§ **ABOUT THIS EXERCISE**: In the records below, pick out all lines containing the word "automatically".

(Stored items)

--------------------------------------------------

PR #379, opened 2025-07-25
Bridge settlers for each chain

e1Ru1o:


test/integration/Mayan.t.sol
```diff
@@ -19,6 +20,10 @@ contract MayanTest is BridgeSettlerIntegrationTest {
     address forwarder = 0x337685fdaB40D39bd02028545a4FfA7D287cC3E2;
     address mayanProtocol;
 
+    function testBridgeSettler() internal override {
+        bridgeSettler = new ArbitrumBridgeSettler(bytes20(0));
+    }
+
```
duncancmt: What is the point of this function? The EVM environment is reset between tests, so all that this is really testing for is the fact that `ArbitrumBridgeSettler`'s constructor doesn't revert

EDIT: I see that this function is `internal` and that you call it from `setUp()`. consider naming this function something different. it's confusing

src/chains/Blast/BridgeSettler.sol
```diff
@@ -0,0 +1,33 @@
...
+
+import {SettlerAbstract} from "../../SettlerAbstract.sol";
+import {IBridgeSettlerActions} from "../../bridge/IBridgeSettlerActions.sol";
+import {BridgeSettler, BridgeSettlerBase} from "../../bridge/BridgeSettler.sol";
+import {Across} from "../../core/Across.sol";
+
+contract BlastBridgeSettler is BridgeSettler, Across {
+    constructor(bytes20 gitCommit) BridgeSettlerBase(gitCommit) {
+        assert(block.chainid == 81457 || block.chainid == 31337);
+        // TODO: Check if BLAST configs are needed here
```
duncancmt: They are needed. Please add them

src/chains/Mode/BridgeSettler.sol
```diff
@@ -0,0 +1,33 @@
...
+
+import {SettlerAbstract} from "../../SettlerAbstract.sol";
+import {IBridgeSettlerActions} from "../../bridge/IBridgeSettlerActions.sol";
+import {BridgeSettler, BridgeSettlerBase} from "../../bridge/BridgeSettler.sol";
+import {Across} from "../../core/Across.sol";
+
+contract ModeBridgeSettler is BridgeSettler, Across {
+    constructor(bytes20 gitCommit) BridgeSettlerBase(gitCommit) {
+        assert(block.chainid == 34443 || block.chainid == 31337);
+        // TODO: Check if MODE configs are needed here
```
duncancmt: ditto previous comment

duncancmt (approved):
looks good. please run the formatter.

test/integration/Mayan.t.sol
e1Ru1o: umm this was a patter we used before, like `testBlock`, but I definitely see how it is confusing. Will consider other naming options, maybe just start with underscore clear it out

duncancmt: well shame on me for establishing that pattern :sweat_smile: a leading underscore is probably fine

PR #380, opened 2025-08-01
Deploy Settler to Katana Network

duncancmt:


sh/common.sh
```diff
@@ -5,13 +5,9 @@ if ! hash forge &>/dev/null ; then
...
-declare forge_version
-forge_version="$(forge --version)"
-forge_version="${forge_version:13:7}"
-declare -r forge_version
-if [[ $forge_version != '59f354c' ]] ; then
-    echo 'Wrong foundry version installed -- '"$forge_version" >&2
-    echo 'Run `foundryup -i nightly-59f354c179f4e7f6d7292acb3d068815c79286d1`' >&2
+if [[ $(forge --version) != *b918f9b4ab0616b44e660a6bf8c5a47feece6505* ]] ; then
+    echo 'Wrong foundry version installed' >&2
+    echo 'Run `foundryup -i v1.3.0`' >&2
```
e1Ru1o, line 10: any comments about this switch? How did you decide to do so?

duncancmt: It was stable enough to make the deployment, and it has some improvements, particularly around the issue that I encountered here foundry-rs/foundry#11186

PR #381, opened 2025-08-04
Prepare for Osaka hardfork

duncancmt:


duncancmt:
See also #424 and #416

test/integration/PancakeInfinity.t.sol
e1Ru1o, line 1: what are the `sqrtPriceLimitX96` changes here for? 🤔

test/integration/SettlerBasePairTest.t.sol
```diff
@@ -57,7 +56,7 @@ abstract contract SettlerBasePairTest is BasePairTest {
         vm.chainId(31337);
         settler = _deploySettler();
         vm.label(address(settler), "Settler");
-        vm.etch(address(allowanceHolder), address(new AllowanceHolder()).code);
+        vm.etch(address(allowanceHolder), vm.getDeployedCode("AllowanceHolder.sol:AllowanceHolder"));
```
e1Ru1o, line 59: What motivated this change? Just for me to know

test/integration/SettlerMetaTxnPairTest.t.sol
```diff
@@ -45,6 +44,8 @@ abstract contract SettlerMetaTxnPairTest is SettlerBasePairTest {
 
         uint256 forkChainId = (new Shim()).chainId();
         vm.chainId(31337);
+        // Preserve the settlerMetaTxn address for the hardcoded signing hash.
+        new NonceBump();
```
e1Ru1o, line 48: This is because of the removal of `new AllowanceHolder()` if I followed properly, is it too complex to just change the harcoded values? I would do that or modify the comment a bit, the "Preserve" makes sense now that you are doing the change but later on I think it is easy to forget why it needed to be preserved, I suggest just explaining that it needs to be bumped and maybe mention what is the expected nonce

test/integration/PancakeInfinity.t.sol
duncancmt: The integration tests OOG with the Osaka-hardfork gas limit on the various tick-based AMMs we test against. Adding a meaningful `sqrtPriceLimitX96` fixes this so that the tests can pass. It's infuriating.

test/integration/SettlerBasePairTest.t.sol
duncancmt: AllowanceHolder builds with 0.8.25 to make sure it's the same everywhere. Now that we're moving to Osaka, we have to compile most of the contracts with 0.8.33. In order to keep AllowanceHolder on the old solc version, we have to access it as an artifact rather than compiling it into the test contract.

e1Ru1o (approved):
I saw CI was not passing, other than that it looks good

test/integration/SettlerBasePairTest.t.sol
e1Ru1o: Yep, good, thought so by the end of the review, makes total sense

test/integration/SettlerMetaTxnPairTest.t.sol
duncancmt: Correct.

We don't want to change the hardcoded value in test/integration/SettlerMetaTxnPairTest.t.sol (look for the giant warning) because it corresponds to an integration test elsewhere in 0x's repos. If we change the nonce of the test contract, we have to change the hardcoded hash. It's laborious to coordinate that update, so I would rather just bump the nonce here as a kludge. Do you have a suggestion for what the comment should say?

If we forget to preserve the nonce, there's a CI test that will fail. And if you paper that over while ignoring the giant warning, then whomever does that is beyond help :sweat:

e1Ru1o: Got it. For me the comment should be something like a warning too
```solidity
// Account nonce is relevant for upcoming settlerMetaTxn deployment to preserve 
// the address used in hardcoded signing hash. Expected nonce is X. 
// Dummy deployment to bump nonce to X
```

PR #382, opened 2025-08-05
Add Katana and HyperEVM bridge settlers

e1Ru1o:


duncancmt (approved):
What's going on with the submodule update here? Otherwise, looks good!

duncancmt (approved):

PR #390, opened 2025-08-13
LayerZeroOFT integration

e1Ru1o:
Added the action to ~~the chains supported by USDT0 only~~ all our chains

### DIFF
--- a/src/core/LayerZeroOFT.sol
+++ b/src/core/LayerZeroOFT.sol
@@ -3,11 +3,9 @@ pragma solidity ^0.8.25;
 
 import {IERC20} from "@forge-std/interfaces/IERC20.sol";
 import {SafeTransferLib} from "../vendor/SafeTransferLib.sol";
-import {FullMath} from "../vendor/FullMath.sol";
 
 contract LayerZeroOFT {
     using SafeTransferLib for IERC20;
-    using FullMath for uint256;
 
     function bridgeLayerZeroOFT(IERC20 token, address oft, bytes memory sendData) internal {
         uint256 updatedInputAmount = token.fastBalanceOf(address(this));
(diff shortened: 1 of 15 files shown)


src/core/LayerZeroOFT.sol
```diff
@@ -0,0 +1,32 @@
+// SPDX-License-Identifier: MIT
+pragma solidity ^0.8.25;
+
+import {IERC20} from "@forge-std/interfaces/IERC20.sol";
+import {SafeTransferLib} from "../vendor/SafeTransferLib.sol";
+import {FullMath} from "../vendor/FullMath.sol";
+
+contract LayerZeroOFT {
+    using SafeTransferLib for IERC20;
+    using FullMath for uint256;
```
duncancmt: do we need `FullMath`?

test/integration/LayerZeroOFT.t.sol
```diff
@@ -0,0 +1,126 @@
...
+        token.safeApprove(address(ALLOWANCE_HOLDER), amount);
+
+        IOFT.SendParam memory sendParam = IOFT.SendParam({
+            dstEid: uint32(30110), // ARBITRUM
+            to: bytes32(uint256(uint160(makeAddr("recipient")))),
+            amountLD: amount,
+            minAmountLD: amount,
+            extraOptions: bytes(""),
+            composeMsg: bytes(""),
+            oftCmd: bytes("") // TAXI mode
```
duncancmt: what is TAXI mode?

e1Ru1o: It is not relevant here, Taxi mode was defined in Stargate but not in LayerZero, removing ...

PR #386, opened 2026-06-16
Fix Target Allocator startup crashes, PrometheusCR watcher, and Prometheus config pod restart

musa-asad:
## Summary

Multiple defects prevent the Target Allocator (TA) from working correctly in both Helm and EKS Add-On deployments:

1. **TA CrashLoopBackOff:** The TA binary never registered the `--enable-prometheus-cr-watcher` flag the operator passes, so `pflag.ExitOnError` calls `os.Exit(2)` immediately.
2. **Three latent defects** (unreachable until fix §1): synthetic Prometheus empty-namespace panic, empty `evaluation_interval` parse failure, nil SD metrics → 0 targets discovered.
3. **Prometheus config changes don't restart agent pods:** Only `spec.config` changes triggered restarts — `spec.prometheus` changes were ignored.
4. **`scrape_protocols` regression risk:** No test guarded that the Prometheus dependency defaults `scrape_protocols` on config load.

### TA binary (commit 1):
- `config/flags.go` — register `enable-prometheus-cr-watcher` Bool flag + getter
- `config/config.go` — OR the flag into `Config.PrometheusCR.Enabled`
- `watcher/promOperator.go` — set `ObjectMeta.Namespace` from `OTELCOL_NAMESPACE` env; set `EvaluationInterval` to `ScrapeInterval`
- `main.go` — initialize `sdMetrics` with `discovery.CreateAndRegisterSDMetrics()`

### Pod restart (commit 3):
- `internal/manifests/collector/annotations.go` — `configHashInput()` appends serialized `Spec.Prometheus` to the hash, gated by `Prometheus.IsEmpty()`

### Regression test (commit 2):
- `config/scrape_protocols_regression_test.go` — `TestScrapeProtocolsDefaultedOnLoad`

### A/B Comparison — Upstream OTel vs CWA Helm (fixed) vs CWA Add-On (fixed)

All 3 environments deployed on the same EKS cluster, same OTEL version, same scrape targets. The fixed images were deployed on both the Helm chart path AND the EKS managed Add-On path (add-on installed via `aws eks create-addon`, then TA/operator deployments patched to the fixed images).

| Check | upstream-otel | cwa-helm (fixed) | cwa-addon (fixed) |
|-------|---------------|-------------------|-------------------|
| TA pod Running | Running 14h, 0 restarts | Running 21m, 0 restarts | Running 11h, 0 restarts |
| /livez | 200 OK | 200 (mTLS) | 200 (mTLS) |
[...]

PR #394, opened 2026-07-06
fix(target-allocator): tolerate missing ServiceMonitor/PodMonitor CRDs

wenegiemepraise:
## Summary
  Make the Target Allocator (TA) start and run healthily whether or not the community
  `monitoring.coreos.com` ServiceMonitor/PodMonitor CRDs are installed, and begin/stop
  watching each type automatically as its CRD appears/disappears — with no restart, ever.
  Built on top of this PR: https://github.com/aws/amazon-cloudwatch-agent-operator/pull/386

 ## Problem
  The TA *consumes* the SM/PM CRDs but doesn't require them to exist. Today
  `Watch()` builds the ServiceMonitor **and** PodMonitor informers unconditionally at
  startup and blocks on `WaitForNamedCacheSync`. If a CRD is absent, the apiserver
  rejects LIST/WATCH for that GVR, the informer never syncs, and `Watch()` returns
  `failed to sync cache`. Because that setup runs once, installing the CRD later
  requires a **TA restart**.

  ## Fix
  Make the watcher event-driven and per-type instead of one-shot and all-or-nothing:
  - `crdExists` — check whether a given CRD is installed before building its informer.
  - `startMonitorInformer` / `stopMonitorInformer` — build/tear down a single monitor
    informer on demand (idempotent); stopping drops its targets and signals a reload.
  - `watchCRDs` — an informer over `CustomResourceDefinition` objects; on Add starts the
    corresponding monitor informer, on Delete stops it.
  - `Watch()` rewritten — start informers only for CRDs present at startup; absent ones
    are skipped (TA stays healthy) and started later by the CRD watch. Never returns
    `failed to sync cache` due to a missing CRD.

  ## Testing
  **1. Unit (this PR):**
  - `TestWatchStartsHealthyWithoutCRDs` — no CRDs → Watch healthy, no error, no jobs
  - `TestWatchStartsInformerWhenCRDCreated` — CRD created at runtime → informer starts, no restart
  - `TestWatchPerTypeIndependence` — SM present, PM absent → only SM informer starts
  - `TestStopMonitorInformerDropsType` — CRD removed → informer stopped, targets dropped, reload signalled
  - `TestCRDObjectName` — CRD-name extraction incl. delete tombstone
  
  **2. Before/after reproduction (A/B):** same condition (CRDs absent) —
  pre-fix `Watch()` returns `failed to sync cache` (output above); post-fix
  `TestWatchStartsHealthyWithoutCRDs` passes (healthy) and `TestWatchStartsInformerWhenCRDCreated`
  self-heals when the CRD appears.


cmd/amazon-cloudwatch-agent-target-allocator/watcher/promOperator.go
```diff
@@ -105,65 +155,198 @@ func getSelector(s map[string]string) labels.Selector {
...
+		return err
 	}
 
-	return map[string]*informers.ForResource{
-		monitoringv1.ServiceMonitorName: serviceMonitorInformers,
-		monitoringv1.PodMonitorName:     podMonitorInformers,
-	}, nil
+	stopCh := make(chan struct{})
+	informer.Start(stopCh)
+	if ok := cache.WaitForNamedCacheSync(resourceName, stopCh, informer.HasSynced); !ok {
```
musa-asad: `startMonitorInformer` holds `informersMtx` across `Start` and `WaitForNamedCacheSync`, and `stopCh` isn't recorded in `informerStopChannels` yet, so a slow apiserver could block the other start and stop paths and keep `Close()` from interrupting the sync. Could we run the sync outside the lock and select on `w.stopChannel`?

wenegiemepraise: You're right i didnt catch this. I reproduced and fixed the issue. The sync ran under informersMtx and only watched a local stop channel, so a slow/rejected LIST hung Close(). Now Start/WaitForNamedCacheSync run outside the lock and select on w.stopChannel, and Close() signals shutdown before draining. Added a test that blocks the LIST and asserts Close() returns (hangs before, passes after, race-clean).

cmd/amazon-cloudwatch-agent-target-allocator/watcher/promOperator.go
```diff
@@ -105,64 +155,235 @@ func getSelector(s map[string]string) labels.Selector {
...
-				}
-			},
-		})
+// watchCRDs starts a CustomResourceDefinition informer that starts/stops the
+// per-type monitoring informers as the ServiceMonitor/PodMonitor CRDs are
+// created or deleted at runtime — no TA restart required. The informer replays
+// existing CRDs on its initial sync, so CRDs present at startup are handled here
+// too (startMonitorInformer is idempotent).
+func (w *PrometheusCRWatcher) watchCRDs(notifyEvents chan struct{}) {
+	factory := apiextensionsinformers.NewSharedInformerFactory(w.crdClient, allocatorconfig.DefaultResyncTime)
```
musa-asad: `watchCRDs` informs on every CRD and caches each full object with its OpenAPI schema, even though only the two names in `crdNameToResource` matter, so memory could balloon on clusters with lots of CRDs. Could a `PartialObjectMetadata` informer or a `metadata.name` selector on those two names work instead?

cmd/amazon-cloudwatch-agent-target-allocator/watcher/promOperator.go
```diff
@@ -105,64 +155,235 @@ func getSelector(s map[string]string) labels.Selector {
...
+// TA starts and stays healthy regardless of CRD install ordering, and begins
+// (or stops) watching each type automatically as its CRD is created or deleted.
+func (w *PrometheusCRWatcher) Watch(upstreamEvents chan Event, upstreamErrors chan error) error {
+	// this channel needs to be buffered because notifications are asynchronous and neither producers nor consumers wait
+	notifyEvents := make(chan struct{}, 1)
+
+	// Start informers for CRDs that already exist. Absent CRDs are simply
+	// skipped here; the CRD watch below starts them if/when they appear.
+	for crdName, resourceName := range crdNameToResource {
+		exists, err := w.crdExists(context.Background(), crdName)
```
musa-asad: `crdExists` in the `Watch` startup loop calls `Get` with `context.Background()` and no deadline, so a wedged apiserver could block the loop forever. Could we pass a context with a timeout?

cmd/amazon-cloudwatch-agent-target-allocator/watcher/promOperator.go
```diff
@@ -204,32 +425,56 @@ func (w *PrometheusCRWatcher) rateLimitedEventSender(upstreamEvents chan Event,
 }
 
 func (w *PrometheusCRWatcher) Close() error {
+	// Signal shutdown first so any in-flight startMonitorInformer aborts its cache
+	// sync and will not register a new informer after this point.
 	close(w.stopChannel)
```
musa-asad: `Close()` will panic if it's ever called twice since it closes `w.stopChannel` unconditionally. Only called once today, but a `sync.Once` would be cheap insurance.

cmd/amazon-cloudwatch-agent-target-allocator/watcher/promOperator.go
```diff
@@ -105,64 +155,235 @@ func getSelector(s map[string]string) labels.Selector {
...
-		})
+// watchCRDs starts a CustomResourceDefinition informer that starts/stops the
+// per-type monitoring informers as the ServiceMonitor/PodMonitor CRDs are
+// created or deleted at runtime — no TA restart required. The informer replays
+// existing CRDs on its initial sync, so CRDs present at startup are handled here
+// too (startMonitorInformer is idempotent).
+func (w *PrometheusCRWatcher) watchCRDs(notifyEvents chan struct{}) {
+	factory := apiextensionsinformers.NewSharedInformerFactory(w.crdClient, allocatorconfig.DefaultResyncTime)
+	crdInformer := factory.Apiextensions().V1().CustomResourceDefinitions().Informer()
+	_, _ = crdInformer.AddEventHandler(cache.ResourceEventHandlerFuncs{
```
musa-asad: The `AddEventHandler` error is dropped here and in `startMonitorInformer`, so a failed registration would silently wire up no handler. Could we at least log it so a dead watch is visible?

cmd/amazon-cloudwatch-agent-target-allocator/watcher/promOperator_test.go
```diff
@@ -445,3 +471,139 @@ func sanitizeScrapeConfigsForTest(scs []*promconfig.ScrapeConfig) {
...
+		return runningInformers(w)[monitoringv1.ServiceMonitorName]
+	}, 5*time.Second, 10*time.Millisecond)
+}
+
+// TestStopMonitorInformerDropsType verifies the stop path used when a CRD is
+// removed at runtime: the informer is stopped, dropped from the active set (so
+// LoadConfig no longer emits its targets), and a reload is signalled. This is
+// the logic invoked by the CRD watch's DeleteFunc; it is exercised directly so
+// the assertion does not depend on fake-clientset delete-watch delivery.
+func TestStopMonitorInformerDropsType(t *testing.T) {
```
musa-asad, line 594: The Delete path from `crdObjectName` to `stopMonitorInformer` on the CRD informer's `DeleteFunc` is the one bit not covered end to end. Could we add a test that deletes the CRD via the fake client and asserts the informer stops, or confirm the E2E suite already hits it?

musa-asad (dismissed):

Aakash-Dantre:
Checklist posted for the PR author to move into the PR description under a `## PR Checklist` heading.

## PR Checklist

- [ ] Commits are squashed into a logical, reviewable set (one commit for a single change)
- [x] Commits and PR description comply with Amazon internal guidelines
- [x] `make` passes locally — `go build ./...` clean, `make impi` PASS, `make checklicense` PASS, unit tests PASS for all target-allocator and manifests packages
- [ ] All GitHub Actions checks on the PR are passing
- [ ] Integration test evidence: link to a passing run, or state N/A with the reason
- [x] New or updated integration test coverage: aws/amazon-cloudwatch-agent-test#720 (`ta_resilience_test.go`, `crd_bundling_test.go`)
- [x] New functionality has unit tests; bug fixes have a reproducing test
- [x] Config translation changes include updated golden files — N/A, no translator changes
- [ ] Breaking or customer-visible changes are called out in the PR description

> Note for the description: this change makes the Target Allocator require `get;list;watch` on
> `customresourcedefinitions`. Without the companion chart grant (aws-observability/helm-charts#327)
> the CRD check fails and ServiceMonitor/PodMonitor discovery silently yields no targets while the
> Target Allocator still reports healthy. Worth calling out as an operational prerequisite.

--------------------------------------------------

§ **FINISHED EXERCISE**:
  watching each type automatically as its CRD appears/disappears — with no restart, ever.
+// (or stops) watching each type automatically as its CRD is created or deleted.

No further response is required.